--- What is expected ---
In the entries that follow, the line with "PR #1052, opened 2018-12-18" opens the range and the line with "-70,7 +70,7 @@" closes it; repeat that range exactly, both lines included.

[Opening Data shown section]

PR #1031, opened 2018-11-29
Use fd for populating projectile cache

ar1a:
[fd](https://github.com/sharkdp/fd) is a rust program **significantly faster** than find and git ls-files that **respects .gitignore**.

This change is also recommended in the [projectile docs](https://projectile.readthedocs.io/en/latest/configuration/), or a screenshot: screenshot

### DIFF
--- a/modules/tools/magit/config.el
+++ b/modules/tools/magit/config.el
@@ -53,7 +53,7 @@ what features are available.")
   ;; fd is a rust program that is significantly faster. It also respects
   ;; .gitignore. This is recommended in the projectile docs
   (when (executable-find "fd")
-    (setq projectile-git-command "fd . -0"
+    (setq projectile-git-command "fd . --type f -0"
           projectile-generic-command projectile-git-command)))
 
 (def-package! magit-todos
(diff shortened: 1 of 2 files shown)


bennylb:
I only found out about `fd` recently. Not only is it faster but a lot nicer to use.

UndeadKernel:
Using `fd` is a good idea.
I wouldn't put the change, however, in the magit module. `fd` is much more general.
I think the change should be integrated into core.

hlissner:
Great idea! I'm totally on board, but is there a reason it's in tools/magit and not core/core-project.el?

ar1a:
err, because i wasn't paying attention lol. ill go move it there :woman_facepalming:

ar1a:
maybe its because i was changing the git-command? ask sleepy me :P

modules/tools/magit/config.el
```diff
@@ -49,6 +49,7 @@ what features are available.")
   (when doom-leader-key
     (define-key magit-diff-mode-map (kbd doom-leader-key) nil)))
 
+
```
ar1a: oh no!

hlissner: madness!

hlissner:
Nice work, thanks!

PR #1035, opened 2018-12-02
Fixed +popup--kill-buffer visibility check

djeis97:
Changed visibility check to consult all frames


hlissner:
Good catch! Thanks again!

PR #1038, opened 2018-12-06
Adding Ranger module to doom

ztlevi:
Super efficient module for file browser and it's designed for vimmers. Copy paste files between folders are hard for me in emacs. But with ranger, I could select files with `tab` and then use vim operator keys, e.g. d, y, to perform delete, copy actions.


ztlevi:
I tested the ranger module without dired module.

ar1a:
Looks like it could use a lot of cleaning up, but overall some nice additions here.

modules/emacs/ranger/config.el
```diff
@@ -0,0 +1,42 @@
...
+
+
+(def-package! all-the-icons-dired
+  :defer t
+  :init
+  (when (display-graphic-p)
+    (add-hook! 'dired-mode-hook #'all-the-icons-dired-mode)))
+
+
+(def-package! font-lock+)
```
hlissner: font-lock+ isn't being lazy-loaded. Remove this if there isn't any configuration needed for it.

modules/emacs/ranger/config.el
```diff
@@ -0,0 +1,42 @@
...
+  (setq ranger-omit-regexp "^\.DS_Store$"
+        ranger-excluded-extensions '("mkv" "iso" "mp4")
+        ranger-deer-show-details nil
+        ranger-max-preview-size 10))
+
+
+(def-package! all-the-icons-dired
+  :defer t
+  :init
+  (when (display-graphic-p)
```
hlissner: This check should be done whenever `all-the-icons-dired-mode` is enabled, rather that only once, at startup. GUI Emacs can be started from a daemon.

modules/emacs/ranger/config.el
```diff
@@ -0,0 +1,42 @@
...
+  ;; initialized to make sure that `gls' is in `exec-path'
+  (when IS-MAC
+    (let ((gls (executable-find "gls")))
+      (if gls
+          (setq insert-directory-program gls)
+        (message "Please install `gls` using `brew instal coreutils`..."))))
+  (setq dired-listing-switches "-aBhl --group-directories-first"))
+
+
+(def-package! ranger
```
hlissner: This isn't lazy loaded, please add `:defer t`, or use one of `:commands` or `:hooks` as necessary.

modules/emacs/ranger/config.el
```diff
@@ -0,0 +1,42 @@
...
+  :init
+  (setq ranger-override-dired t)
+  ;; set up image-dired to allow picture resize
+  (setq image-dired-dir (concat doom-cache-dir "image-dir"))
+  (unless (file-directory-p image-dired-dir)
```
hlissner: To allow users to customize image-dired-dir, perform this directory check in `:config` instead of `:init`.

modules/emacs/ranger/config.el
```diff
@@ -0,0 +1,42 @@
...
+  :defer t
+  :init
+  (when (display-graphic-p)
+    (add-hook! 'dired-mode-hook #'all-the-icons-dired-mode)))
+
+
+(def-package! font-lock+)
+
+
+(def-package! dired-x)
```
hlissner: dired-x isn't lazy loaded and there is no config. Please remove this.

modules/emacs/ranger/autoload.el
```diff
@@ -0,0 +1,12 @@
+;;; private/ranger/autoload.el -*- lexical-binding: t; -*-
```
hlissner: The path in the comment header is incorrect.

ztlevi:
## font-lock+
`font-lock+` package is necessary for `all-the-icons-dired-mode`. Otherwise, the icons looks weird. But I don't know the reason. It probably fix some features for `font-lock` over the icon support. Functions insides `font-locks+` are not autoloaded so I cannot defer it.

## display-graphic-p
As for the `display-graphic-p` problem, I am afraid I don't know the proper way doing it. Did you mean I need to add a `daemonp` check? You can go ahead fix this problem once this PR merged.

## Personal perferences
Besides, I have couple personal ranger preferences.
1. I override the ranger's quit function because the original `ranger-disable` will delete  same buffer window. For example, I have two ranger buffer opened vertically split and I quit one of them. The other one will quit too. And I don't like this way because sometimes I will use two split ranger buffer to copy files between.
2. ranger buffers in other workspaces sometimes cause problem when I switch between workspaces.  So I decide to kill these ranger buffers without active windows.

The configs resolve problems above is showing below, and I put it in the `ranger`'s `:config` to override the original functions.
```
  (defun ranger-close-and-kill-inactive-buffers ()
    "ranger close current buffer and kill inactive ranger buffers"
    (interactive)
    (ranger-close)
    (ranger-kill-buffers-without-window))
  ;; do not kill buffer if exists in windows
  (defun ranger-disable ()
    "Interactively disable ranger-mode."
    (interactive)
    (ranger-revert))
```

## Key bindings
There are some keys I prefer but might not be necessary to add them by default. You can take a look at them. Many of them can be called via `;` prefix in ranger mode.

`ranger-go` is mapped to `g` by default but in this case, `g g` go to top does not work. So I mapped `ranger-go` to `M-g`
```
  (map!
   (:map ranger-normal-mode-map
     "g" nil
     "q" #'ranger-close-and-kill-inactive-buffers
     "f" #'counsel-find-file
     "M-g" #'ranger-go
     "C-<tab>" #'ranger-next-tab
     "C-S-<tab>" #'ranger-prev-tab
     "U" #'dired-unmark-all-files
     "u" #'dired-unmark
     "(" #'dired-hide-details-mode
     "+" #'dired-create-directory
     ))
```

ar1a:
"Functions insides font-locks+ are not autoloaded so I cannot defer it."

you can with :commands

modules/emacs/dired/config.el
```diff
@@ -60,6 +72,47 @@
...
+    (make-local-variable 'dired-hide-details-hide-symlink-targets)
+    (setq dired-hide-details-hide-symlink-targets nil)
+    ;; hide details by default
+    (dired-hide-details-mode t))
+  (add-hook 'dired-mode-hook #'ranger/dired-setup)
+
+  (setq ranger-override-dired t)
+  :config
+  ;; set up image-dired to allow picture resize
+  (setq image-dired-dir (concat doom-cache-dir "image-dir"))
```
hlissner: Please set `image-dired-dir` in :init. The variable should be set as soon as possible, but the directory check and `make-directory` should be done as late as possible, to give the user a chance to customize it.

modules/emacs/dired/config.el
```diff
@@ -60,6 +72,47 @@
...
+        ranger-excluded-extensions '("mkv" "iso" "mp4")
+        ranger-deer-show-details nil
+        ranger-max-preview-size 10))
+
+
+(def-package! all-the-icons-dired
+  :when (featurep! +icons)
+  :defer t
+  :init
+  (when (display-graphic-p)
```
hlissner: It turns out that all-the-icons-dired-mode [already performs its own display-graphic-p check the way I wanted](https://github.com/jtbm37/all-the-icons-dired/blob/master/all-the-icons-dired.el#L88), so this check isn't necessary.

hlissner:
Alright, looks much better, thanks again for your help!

[Closing Data shown section]
[Opening Data shown section]

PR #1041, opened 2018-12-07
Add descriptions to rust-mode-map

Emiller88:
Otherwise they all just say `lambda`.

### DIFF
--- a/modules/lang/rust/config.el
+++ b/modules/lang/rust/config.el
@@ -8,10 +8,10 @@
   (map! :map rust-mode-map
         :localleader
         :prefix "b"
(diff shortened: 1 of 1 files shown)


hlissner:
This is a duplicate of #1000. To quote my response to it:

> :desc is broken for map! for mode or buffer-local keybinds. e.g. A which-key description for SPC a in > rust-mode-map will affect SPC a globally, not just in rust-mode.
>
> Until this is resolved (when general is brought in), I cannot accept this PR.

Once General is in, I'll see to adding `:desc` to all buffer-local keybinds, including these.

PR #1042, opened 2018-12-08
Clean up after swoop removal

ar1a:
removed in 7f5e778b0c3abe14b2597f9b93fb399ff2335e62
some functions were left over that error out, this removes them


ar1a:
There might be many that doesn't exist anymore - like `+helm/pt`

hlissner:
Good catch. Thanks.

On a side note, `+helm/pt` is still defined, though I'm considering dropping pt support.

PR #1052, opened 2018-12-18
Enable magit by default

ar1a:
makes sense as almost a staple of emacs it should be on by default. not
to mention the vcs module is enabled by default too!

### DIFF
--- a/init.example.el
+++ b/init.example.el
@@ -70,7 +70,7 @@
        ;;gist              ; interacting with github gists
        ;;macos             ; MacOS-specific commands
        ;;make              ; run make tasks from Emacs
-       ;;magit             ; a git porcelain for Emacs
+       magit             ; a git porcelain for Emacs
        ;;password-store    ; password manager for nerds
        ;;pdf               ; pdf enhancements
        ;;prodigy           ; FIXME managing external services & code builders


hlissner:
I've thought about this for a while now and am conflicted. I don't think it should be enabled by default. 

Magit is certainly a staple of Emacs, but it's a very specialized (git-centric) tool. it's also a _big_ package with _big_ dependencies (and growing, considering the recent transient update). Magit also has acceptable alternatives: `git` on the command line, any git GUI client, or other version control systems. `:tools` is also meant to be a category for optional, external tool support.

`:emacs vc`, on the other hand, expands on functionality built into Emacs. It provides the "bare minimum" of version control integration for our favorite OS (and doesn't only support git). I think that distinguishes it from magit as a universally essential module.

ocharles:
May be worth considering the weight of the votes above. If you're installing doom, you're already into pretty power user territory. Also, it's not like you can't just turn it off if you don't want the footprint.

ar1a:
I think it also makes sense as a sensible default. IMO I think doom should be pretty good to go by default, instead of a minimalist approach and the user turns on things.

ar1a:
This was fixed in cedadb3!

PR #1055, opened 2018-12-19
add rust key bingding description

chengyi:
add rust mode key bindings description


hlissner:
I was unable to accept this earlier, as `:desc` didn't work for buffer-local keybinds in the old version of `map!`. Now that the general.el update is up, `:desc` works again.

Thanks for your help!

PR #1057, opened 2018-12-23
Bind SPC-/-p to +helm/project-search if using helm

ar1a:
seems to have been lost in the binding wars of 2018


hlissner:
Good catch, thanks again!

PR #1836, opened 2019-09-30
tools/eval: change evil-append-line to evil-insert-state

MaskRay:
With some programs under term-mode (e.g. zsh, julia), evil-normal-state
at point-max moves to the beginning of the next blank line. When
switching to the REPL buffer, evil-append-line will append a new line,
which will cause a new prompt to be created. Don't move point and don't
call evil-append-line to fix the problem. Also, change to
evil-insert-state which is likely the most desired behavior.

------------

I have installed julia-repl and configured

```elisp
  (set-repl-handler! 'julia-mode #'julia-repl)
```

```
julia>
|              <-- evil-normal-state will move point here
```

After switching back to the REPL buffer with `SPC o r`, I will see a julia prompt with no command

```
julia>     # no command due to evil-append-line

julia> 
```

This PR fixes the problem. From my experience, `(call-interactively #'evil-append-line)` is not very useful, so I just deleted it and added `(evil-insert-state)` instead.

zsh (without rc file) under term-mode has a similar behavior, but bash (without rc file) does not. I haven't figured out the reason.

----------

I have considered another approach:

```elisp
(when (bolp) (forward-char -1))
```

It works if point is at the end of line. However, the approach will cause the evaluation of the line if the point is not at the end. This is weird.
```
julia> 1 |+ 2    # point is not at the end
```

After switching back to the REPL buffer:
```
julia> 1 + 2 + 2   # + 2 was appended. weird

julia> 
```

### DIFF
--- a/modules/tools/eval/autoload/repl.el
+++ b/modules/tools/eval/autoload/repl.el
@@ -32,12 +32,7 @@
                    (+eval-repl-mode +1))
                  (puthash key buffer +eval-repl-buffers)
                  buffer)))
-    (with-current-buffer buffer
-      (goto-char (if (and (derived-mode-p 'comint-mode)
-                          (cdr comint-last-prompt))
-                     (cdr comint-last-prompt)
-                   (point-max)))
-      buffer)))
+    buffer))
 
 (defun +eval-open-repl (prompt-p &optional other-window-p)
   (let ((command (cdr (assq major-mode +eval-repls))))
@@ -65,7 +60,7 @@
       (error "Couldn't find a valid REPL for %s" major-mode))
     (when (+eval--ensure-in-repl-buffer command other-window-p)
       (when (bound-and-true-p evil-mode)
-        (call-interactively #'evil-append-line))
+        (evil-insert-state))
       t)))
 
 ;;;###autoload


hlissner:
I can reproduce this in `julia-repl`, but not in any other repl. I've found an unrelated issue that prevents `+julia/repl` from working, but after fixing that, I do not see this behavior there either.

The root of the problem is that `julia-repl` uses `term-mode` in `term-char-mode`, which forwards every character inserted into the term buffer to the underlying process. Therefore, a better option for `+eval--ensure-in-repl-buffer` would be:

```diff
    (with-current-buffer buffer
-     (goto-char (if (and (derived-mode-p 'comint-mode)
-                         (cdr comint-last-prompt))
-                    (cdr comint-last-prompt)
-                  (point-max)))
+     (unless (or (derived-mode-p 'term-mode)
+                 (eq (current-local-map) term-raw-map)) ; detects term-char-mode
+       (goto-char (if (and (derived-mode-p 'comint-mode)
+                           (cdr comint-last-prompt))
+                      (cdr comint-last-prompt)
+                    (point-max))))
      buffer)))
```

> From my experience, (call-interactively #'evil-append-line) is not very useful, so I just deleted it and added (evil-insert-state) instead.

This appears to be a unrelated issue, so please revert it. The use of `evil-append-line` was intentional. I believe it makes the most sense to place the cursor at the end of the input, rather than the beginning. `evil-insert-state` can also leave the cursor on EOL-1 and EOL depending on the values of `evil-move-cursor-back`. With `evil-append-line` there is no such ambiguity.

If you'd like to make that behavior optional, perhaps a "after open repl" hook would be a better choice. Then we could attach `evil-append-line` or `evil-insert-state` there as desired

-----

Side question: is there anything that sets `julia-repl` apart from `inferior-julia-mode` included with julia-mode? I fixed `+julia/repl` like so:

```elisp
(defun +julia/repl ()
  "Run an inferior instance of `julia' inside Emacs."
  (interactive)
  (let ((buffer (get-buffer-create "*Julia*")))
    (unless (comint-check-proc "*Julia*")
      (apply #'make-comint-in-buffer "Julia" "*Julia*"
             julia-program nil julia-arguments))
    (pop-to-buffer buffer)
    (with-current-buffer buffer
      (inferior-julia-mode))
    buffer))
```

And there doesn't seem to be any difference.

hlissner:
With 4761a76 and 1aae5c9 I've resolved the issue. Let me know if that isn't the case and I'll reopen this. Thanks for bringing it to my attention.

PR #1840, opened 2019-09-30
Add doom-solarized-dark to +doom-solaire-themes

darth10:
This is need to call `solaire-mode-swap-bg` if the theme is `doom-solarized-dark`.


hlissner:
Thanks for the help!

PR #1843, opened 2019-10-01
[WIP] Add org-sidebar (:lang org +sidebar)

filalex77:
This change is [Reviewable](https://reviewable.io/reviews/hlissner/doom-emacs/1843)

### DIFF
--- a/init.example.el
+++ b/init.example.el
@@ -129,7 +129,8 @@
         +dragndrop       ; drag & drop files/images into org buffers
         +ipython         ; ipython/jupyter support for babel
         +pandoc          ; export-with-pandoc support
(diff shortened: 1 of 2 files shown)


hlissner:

[Closing Data shown section]

--- Response ---
PR #1052, opened 2018-12-18
Enable magit by default

ar1a:
makes sense as almost a staple of emacs it should be on by default. not
to mention the vcs module is enabled by default too!

### DIFF
--- a/init.example.el
+++ b/init.example.el
@@ -70,7 +70,7 @@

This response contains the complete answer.